PR #2396, opened 2026-06-17
Add Nvidia NVML backend

kwillick:
# Checklist

## Description
This set of changes adds the ability to use Nvidia's NVML API instead of the XNVCtrl API. This enables usage of the `nvidia`, `nvidiabar`, `nvidiaguage`, and `nvidiagraph` variables from Wayland.

I was unable to add every feature from XNVCtrl. However, I was able to add features that are unsupported by XNVCtrl.
I documented this in the `nvidia` variable table.

I am not particularly thrilled with how I got `cmake` to download the ```"nvml.h"``` header from Nvidia's servers. See the changes to `ConkyBuildOptions.cmake` to see what I mean.

This fixes/implements #1615.

## Existing behavior
As far as I know, these changes don't modify existing behavior.

## Testing
Caveats are that this has only been tested on my system with my particular GPU, the version of the Nvidia driver I have installed, and the version of the NVML library I have installed. I have been using it for the last week.

Here is the `conky.conf` I used to test this:
```lua
--
-- configurations.
--
--
--
-- For more on Lua, see:
--

conky.config = {
  update_interval = 1, -- update interval in seconds
  double_buffer = true,

  alignment = 'top_right',
  gap_x = 0,
  gap_y = 0,

  minimum_width = 170,
  minimum_height = 1200,
  own_window = true,
  own_window_type = 'normal',

  draw_blended = false,
  own_window_colour = '#FFFFFF',
  draw_borders = false,
  border_width = 1,
  border_inner_margin = 0,
  border_outer_margin = 0,
  draw_graph_borders = false,
  use_xft = true,
  xftalpha = 0,
  draw_shades = false,
  draw_outline = false,

  default_color = 'white',
  font = 'Nimbus Mono PS Regular:size=8',
  -- graph colors
  template1 = [[6b91e5 546fb2]],
};

conky.text = [[
${nvidia driverversion 0}
${nvidia modelname 0}
${nvidia arch}
Mem ${nvidia memmax 0}
Mem free ${nvidia memfree 0}
Mem used ${nvidia memused 0}
Mem util ${nvidia memutil 0}%
GPU temp ${nvidia gputemp 0} °C
Max GPU temp ${nvidia gputempthreshold 0} °C
GPU freq ${nvidia gpufreqcur 0} MHz
GPU min freq ${nvidia gpufreqmin 0} MHz
GPU max freq ${nvidia gpufreqmax 0} MHz
Mem freq ${nvidia memfreqcur 0} MHz
Mem min freq ${nvidia memfreqmin 0} MHz
Mem max freq ${nvidia memfreqmax 0} MHz
PStates ${nvidia perflevelmin} <-> ${nvidia perflevelcur} <-> ${nvidia perflevelmax}
Fan speed ${nvidia fanspeed} rpm
Fan speed ${nvidia fanlevel}%
Power limit ${nvidia powerlimit} W
Power instant ${nvidia powerinstant} W
Power avg ${nvidia poweravg} W
GPU temp${voffset 5}${alignr}${nvidiagraph gputemp 20,170 ${template1} 0}
GPU freq ${voffset 5}${alignr}${nvidiagraph gpufreqcur 20,170 ${template1} 0}
Mem used ${voffset 5}${alignr}${nvidiagraph memused 20,170 ${template1} 0}
Mem free ${voffset 5}${alignr}${nvidiagraph memfree 20,170 ${template1} 0}
Mem util ${voffset 5}${alignr}${nvidiagraph memutil 20,170 ${template1} 0}
Mem freq ${voffset 5}${alignr}${nvidiagraph memfreqcur 20,170 ${template1} 0}
Fan level ${voffset 5}${alignr}${nvidiagraph fanlevel 20,170 ${template1} 0}
Power instant ${voffset 5}${alignr}${nvidiagraph powerinstant 20,170 ${template1} 0}
Power avg ${voffset 5}${alignr}${nvidiagraph poweravg 20,170 ${template1} 0}
GPU temp${voffset 5}${alignr}${nvidiabar gputemp 20,170 0}
GPU freq ${voffset 5}${alignr}${nvidiabar gpufreqcur 20,170 0}
Mem used ${voffset 5}${alignr}${nvidiabar memused 20,170 0}
Mem free ${voffset 5}${alignr}${nvidiabar memfree 20,170 0}
Mem util ${voffset 5}${alignr}${nvidiabar memutil 20,170 0}
Mem freq ${voffset 5}${alignr}${nvidiabar memfreqcur 20,170 0}
Fan level ${voffset 5}${alignr}${nvidiabar fanlevel 20,170 0}
Power instant ${voffset 5}${alignr}${nvidiabar powerinstant 20,170 0}
Power avg ${voffset 5}${alignr}${nvidiabar poweravg 20,170 0}
]]
```


cmake/ConkyBuildOptions.cmake
```diff
@@ -144,13 +144,16 @@ cmake_dependent_option(BUILD_IPV6 "Enable if you want IPv6 support" true
 if(OS_LINUX)
   # nvidia may also work on FreeBSD, not sure
   # NvCtrl requires X11. Should be modified to use NVML directly.
-  dependent_option(BUILD_NVIDIA "Enable Nvidia NvCtrl variables" false
+  dependent_option(BUILD_NVIDIA_X11 "Enable Nvidia variables with NvCtrl" false
```
Caellian: Can't rename this, pulls the rug on what gets built by conky-all packages on some distros (Arch I think).

Use the dependent_option messages and dependencies to communicate it. It's a bit annoying, but people will figure it out or use conky-wayland packages.

cmake/ConkyPlatformChecks.cmake
```diff
@@ -811,7 +812,50 @@ if(BUILD_NVIDIA)
...
+  # We just care about the header, is it different between platforms?
+  # No idea, so print a warning
+  if(NOT ("${CMAKE_SYSTEM_PROCESSOR}" STREQUAL "x86_64"))
+    message(WARNING "This build process is getting the header for x86_64 systems, but yours is ${CMAKE_SYSTEM_PROCESSOR}.")
+  endif()
+  
+  # Find latest version from base url
+  set(NVML_fetched_base_url "https://developer.download.nvidia.com/compute/cuda/redist/")
+  
+  # Execute this shell command to find the latest json file.
```
Caellian: Version has to be predetermined. You're trying to automate things that shouldn't be automated here - your package manager will get the latest version, but linking against an ancient one is fine because C has a stable ABI.

cmake/ConkyPlatformChecks.cmake
```diff
@@ -811,7 +812,50 @@ if(BUILD_NVIDIA)
...
+
+  # Get the json info of that version using another shell command
+  set(NVML_fetched_json_version_url "${NVML_fetched_base_url}${NVML_fetched_json_version}")
+  execute_process(COMMAND sh "-c" "curl -s '${NVML_fetched_json_version_url}' | jq -r '.\"cuda_nvml_dev\".\"linux-x86_64\".\"relative_path\" | tostring'"
+    COMMAND_ECHO STDOUT
+    OUTPUT_STRIP_TRAILING_WHITESPACE
+    OUTPUT_VARIABLE NVML_fetched_path)
+  
+  # Fetch the archive
+  FetchContent_Declare(
```
Caellian: But yes, we'd need this FetchContent thing to get the stub and the header. CMake makes downloading require two configure steps, because it was designed to make junior Bloomberg devs cry "why" into their pillows before sleep.

You can just download nvml stub library and the header into 3rdparty directory + CMakeLists that provides the target and notes the version.

NVIDIA won't mind, they're cool like that (read: they have a stub intermediate library almost exactly for this reason).

cmake/ConkyPlatformChecks.cmake
```diff
@@ -811,7 +812,50 @@ if(BUILD_NVIDIA)
   else(XNVCtrl_INCLUDE_PATH AND XNVCtrl_LIB)
     message(FATAL_ERROR "Unable to find XNVCtrl library")
   endif(XNVCtrl_INCLUDE_PATH AND XNVCtrl_LIB)
-endif(BUILD_NVIDIA)
+endif(BUILD_NVIDIA_X11)
+
+if(BUILD_NVIDIA_NVML)
+  find_library(NVML_LIB NAMES nvidia-ml)
```
Caellian: Then, if we provide/download our own thing, `nvidia-ml` isn't needed. It looks for system-wide libraries.

Given that we'll just provide a copy ourselves, it's better to just make the CMake target link that instead of asking the user to provide it. It leads to e.g. Arch users having to download 4.68GiB cuda package to satisfy this ~80KiB dependency (on Ubuntu).

src/data/hardware/nvidia_nvml.cc
```diff
@@ -0,0 +1,1164 @@
...
+
+  constexpr unsigned int dvsize = NVML_SYSTEM_DRIVER_VERSION_BUFFER_SIZE;
+  init.driver_version.resize(dvsize, 0);
+
+  ret = nvmlSystemGetDriverVersion(init.driver_version.data(), dvsize);
+  if (ret != NVML_SUCCESS) {
+    LOG_ERROR("Unable to get driver version: {}", nvmlErrorString(ret));
+    return;
+  }
+  LOG_INFO("nvidia driver version is {}", init.driver_version);
```
Caellian: debug level - users can access it with variables if they want it, not helpful with most issue reports

src/data/hardware/nvidia_nvml.cc
```diff
@@ -0,0 +1,1164 @@
...
+    return;
+  }
+  init.is_init = true;
+
+  constexpr unsigned int dvsize = NVML_SYSTEM_DRIVER_VERSION_BUFFER_SIZE;
+  init.driver_version.resize(dvsize, 0);
+
+  ret = nvmlSystemGetDriverVersion(init.driver_version.data(), dvsize);
+  if (ret != NVML_SUCCESS) {
+    LOG_ERROR("Unable to get driver version: {}", nvmlErrorString(ret));
```
Caellian: warning level? - specify "NVIDIA driver". Headless system could have an integrated gpu but conky could've been built with nvml, which isn't really an error (wrong use = warning)

src/data/hardware/nvidia_nvml.cc
```diff
@@ -0,0 +1,1164 @@
...
+  if (ret != NVML_SUCCESS) {
+    LOG_ERROR("Unable to get NVML version: {}", nvmlErrorString(ret));
+    return;
+  }
+  LOG_INFO("NVML version is {}", init.nvml_version);
+
+  unsigned int count = 0;
+  ret = nvmlDeviceGetCount_v2(&count);
+  if (ret != NVML_SUCCESS) {
+    LOG_ERROR("Unable to get number of GPUs: {}", nvmlErrorString(ret));
```
Caellian: warning level? - same as before, see [bumblebee setups](https://wiki.archlinux.org/title/Bumblebee) ([PRIME](https://wiki.archlinux.org/title/PRIME)/runtime D3 supersedes this, but ideally should treat all components (even CPUs) as hot-swappable)

src/data/hardware/nvidia_nvml.cc
```diff
@@ -0,0 +1,1164 @@
...
+    return;
+  }
+  LOG_INFO("Found {} GPUs", count);
```
Caellian: debug, "NVIDIA GPUs"

src/data/hardware/nvidia_nvml.cc
```diff
@@ -0,0 +1,1164 @@
...
+
+  // init.devices
+  for (unsigned int i = 0; i < count; i++) { init.devices.push_back(nullptr); }
+}
+
+std::unique_ptr<Device> Device::create(unsigned int gpu_index) {
+  nvmlDevice_t d = nullptr;
+  auto ret = nvmlDeviceGetHandleByIndex_v2(gpu_index, &d);
```
Caellian: Use `nvmlDeviceGetHandleByIndex` instead.

src/data/hardware/nvidia_nvml.cc
```diff
@@ -0,0 +1,1164 @@
...
+  Device* get_or_create_device(unsigned int gpu_index) {
+    init_nvml();
+
+    if (gpu_index >= this->devices.size()) { return nullptr; }
+
+    auto device_ptr = this->devices[gpu_index].get();
+    if (device_ptr) { return device_ptr; }
+
+    auto device = Device::create(gpu_index);
+    this->devices[gpu_index] = std::move(device);
```
Caellian, line 68: Not really a requirement for this PR, but it would be nice if you also stored a `std::map` with keys derived from `nvmlDeviceGetPciInfo` alongside `std::vector` with indices.

Indices aren't perfectly stable across reboots, and the `$nvidia` variable should support PCI bus path so that people with multiple GPUs can specify a more deterministic bus path.

src/data/hardware/nvidia_nvml.cc
```diff
@@ -0,0 +1,1164 @@
...
+  }
+}
+
+void Device::query_pstate_min_max() {
+  // Did we already call this?
+  if (this->pstate_min.was_queried) { return; }
+
+  constexpr unsigned int size = NVML_MAX_GPU_PERF_PSTATES;
+  nvmlPstates_t states[size];
+  memset(states, NVML_PSTATE_UNKNOWN, size);
```
Caellian: `memset` uses byte size as well.

Use <code>[std::array](https://en.cppreference.com/cpp/container/array)::[fill](https://en.cppreference.com/cpp/container/array/fill)</code> which avoids this pitfall:

```c++
std::array<nvmlPstates_t, NVML_MAX_GPU_PERF_PSTATES> states;
states.fill(NVML_PSTATE_UNKNOWN);
```

src/data/hardware/nvidia_nvml.cc
```diff
@@ -0,0 +1,1164 @@
...
+  auto ret =
+      nvmlDeviceGetSupportedPerformanceStates(this->device, states, byte_size);
+  if (ret != NVML_SUCCESS) {
+    this->pstate_min.set_unsupported();
+    this->pstate_max.set_unsupported();
+    return;
+  }
+
+  int max = 0;
+  for (int i = 0; i < size; i++) {
```
Caellian: and then you can use a ranged for loop here

src/data/hardware/nvidia_nvml.cc
```diff
@@ -0,0 +1,1164 @@
...
+  auto ret = nvmlDeviceGetTemperatureV(this->device, &query_temp);
+  if (ret != NVML_SUCCESS) {
+    this->query_max_temps_fail_with_info(ret,
+                                         "Unable to get current temperature");
+    return;
+  }
+  int current = query_temp.temperature;
+
+  // Next get the margin
+  nvmlMarginTemperature_t query_margin = {.version = nvmlMarginTemperature_v1};
```
Caellian: I can't see `nvmlMarginTemperature_v1` in the old header I'm referencing, but is there no `nvmlMarginTemperature`? You keep mixing in the versioned names in places. I'm honestly not sure what's ideal here, but it feels like if we're just passing it into an internal function then the latest version (version erased variant) is easier to maintain.

src/data/hardware/nvidia_nvml.cc
```diff
@@ -0,0 +1,1164 @@
...
+    this->query_max_temps_fail_with_info(
+        ret, "Unable to get current margin temperature");
+    return;
+  }
+  int margin = query_margin.marginTemperature;
+
+  // Now get all the TLIMITs
+  nvmlFieldValue_t queries[4] = {
+      // shutdown_tlimit
+      {.fieldId = NVML_FI_DEV_TEMPERATURE_SHUTDOWN_TLIMIT},
```
Caellian: I wish. [Designated initializers](https://en.cppreference.com/cpp/language/aggregate_initialization#Designated_initializers) (`{.fieldId = NVML_FI_DEV_TEMPERATURE_SHUTDOWN_TLIMIT}`) is a compiler extension until C++20. Won't repeat this comment on other structs, but if version is in the middle of the struct then set the fields after default initialization.

src/data/hardware/nvidia_nvml.cc
```diff
@@ -0,0 +1,1164 @@
...
+
+  // gpu_freq_throttle_temp
+  if (queries[3].nvmlReturn == NVML_SUCCESS) {
+    int gpu_max_tlimit = queries[3].value.siVal;
+    this->gpu_freq_throttle_temp.set(current + margin + (-gpu_max_tlimit));
+
+    LOG_INFO("gpu_freq_throttle_temp: {}", this->gpu_freq_throttle_temp.value);
+  } else {
+    this->gpu_freq_throttle_temp.set_unsupported();
+  }
```
Caellian, line 338: nit: You can dedupe this by iterating over a constexpr array of [pointers to members](https://en.cppreference.com/cpp/language/pointer#pointers_to_members).

src/data/hardware/nvidia_nvml.cc
```diff
@@ -0,0 +1,1164 @@
...
+  } else {
+    this->mem_throttle_temp.set_unsupported();
+  }
+
+  // gpu_freq_throttle_temp
+  if (queries[3].nvmlReturn == NVML_SUCCESS) {
+    int gpu_max_tlimit = queries[3].value.siVal;
+    this->gpu_freq_throttle_temp.set(current + margin + (-gpu_max_tlimit));
+
+    LOG_INFO("gpu_freq_throttle_temp: {}", this->gpu_freq_throttle_temp.value);
```
Caellian: Also, log level should be trace here as it's very detailed info that won't almost ever be needed for debugging and users see variables.

In general, logging levels are too high by a level on many things.

src/data/hardware/nvidia_nvml.cc
```diff
@@ -0,0 +1,1164 @@
...
+    return;
+  }
+
+  this->power_limit.set(query.value.uiVal);
+  LOG_INFO("power limit is: {} milliwatts", this->power_limit.value);
+}
+
+void Device::query_mem_total() {
+  // Did we already call this?
+  if (this->mem_total.was_queried) { return; }
```
Caellian, line 467: I should check whether there's a better way than internally tracking `was_queried` on this many fields. There should be some top-level once guard for variables. I'll let you know.

src/data/hardware/nvidia_nvml.cc
```diff
@@ -0,0 +1,1164 @@
...
+  auto ret = nvmlDeviceGetTemperatureV(this->device, &query_temp);
+  if (ret != NVML_SUCCESS) {
+    LOG_WARNING("Unable to get GPU temperature: {}", nvmlErrorString(ret));
+    return 0;
+  }
+  return query_temp.temperature;
+}
+
+unsigned int Device::get_clock_freq(nvmlClockType_t clock) const {
+  static const char* names[static_cast<size_t>(NVML_CLOCK_COUNT)] = {
```
Caellian: `std::array`

src/data/hardware/nvidia_nvml.cc
```diff
@@ -0,0 +1,1164 @@
...
+
+unsigned int Device::get_video_freq() const {
+  return this->get_clock_freq(NVML_CLOCK_VIDEO);
+}
+
+unsigned int Device::get_gpu_util() const {
+  nvmlUtilization_t util = {};
+  auto ret = nvmlDeviceGetUtilizationRates(this->device, &util);
+  if (ret != NVML_SUCCESS) {
+    LOG_WARNING("Unable to get GPU utilization: {}", nvmlErrorString(ret));
```
Caellian: Once guard warning then trace.

src/core.cc
```diff
@@ -1957,7 +1962,50 @@ struct text_object *construct_text_object(char *s, const char *arg, long line,
...
+#endif /* BUILD_NVIDIA_X11 */
+#ifdef BUILD_NVIDIA_NVML
+  END OBJ_ARG(
+      nvidia, 0,
+      "nvidia needs an argument") if (!create_nvml_query(obj, arg,
+                                                         NVMLQueryType::Text)) {
+    COMMAND_ARG_ERR("nvidia", "nvidia: invalid argument specified: '{}'", arg);
+  }
+  obj->callbacks.print = &print_nvml_value;
+  obj->callbacks.free = &free_nvml_query;
```
Caellian: Place these above X11.

`OBJ_ARG` macros are a huge if-else-if chain. If someone enables both X11 and NVML implementation, NVML (a more general) one will never be reached.

Though I'd handle this at CMake level as well by making X11 one depend on "NOT BUILD_NVIDIA_NVML".

Caellian (changes requested):
Your C++ code is really nice and only needs a few tweaks to make sure it works well everywhere. CMake dependency part needs to be reworked.

I don't think we compile with compiler extensions disabled, but that's an omission.

cmake/ConkyBuildOptions.cmake
kwillick: Oh I didn't realize so many others rely on the names of build options. I can undo that rename.

cmake/ConkyPlatformChecks.cmake
kwillick: I didn't think of just vendoring it in the 3rdparty directory. That will greatly simplify things.

src/data/hardware/nvidia_nvml.cc
kwillick: Oh good catch.

src/data/hardware/nvidia_nvml.cc
kwillick: Oh I guess I am used to newer C++ and gcc just let me get away with it.

src/data/hardware/nvidia_nvml.cc
kwillick: The reason I added `was_queried` across many different fields is that just about every call to NVML can return an error with `NVML_ERROR_NOT_SUPPORTED`.

src/data/hardware/nvidia_nvml.cc
kwillick: Good idea

cmake/ConkyBuildOptions.cmake
Caellian: I'm not sure how used it really is. But [PKGBUILD for Arch](https://gitlab.archlinux.org/archlinux/packaging/packages/conky/-/blob/main/PKGBUILD?ref_type=heads#L95) definitely uses it.

I tend to err on side of caution for these things because I've noticed when I do things like that, it ends up turning into 3/4 issues people open because there was a breaking change.

src/data/hardware/nvidia_nvml.cc
Caellian: I'm :pinching_hand: close to switching to C++20. It would make a lot of things **much** nicer.

kwillick:
@Caellian I think I addressed all your comments.

Caellian (approved):
I switched to .a files and added some minor tweaks to make the code behave well on my (presumably older) Turing GPU.

You did a really amazing job with this, thank you.

kwillick:
Thanks! Those build changes are far more comprehensive.

kwillick:
Oh also feel free to ping me if there are bug reports for this.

++++++++++

:: TASK BRIEF ::
Each line of the entries above that has the word "char" is to be copied.

:: ANSWER FOR THIS EXERCISE ::
+  static const char* names[static_cast<size_t>(NVML_CLOCK_COUNT)] = {
@@ -1957,7 +1962,50 @@ struct text_object *construct_text_object(char *s, const char *arg, long line,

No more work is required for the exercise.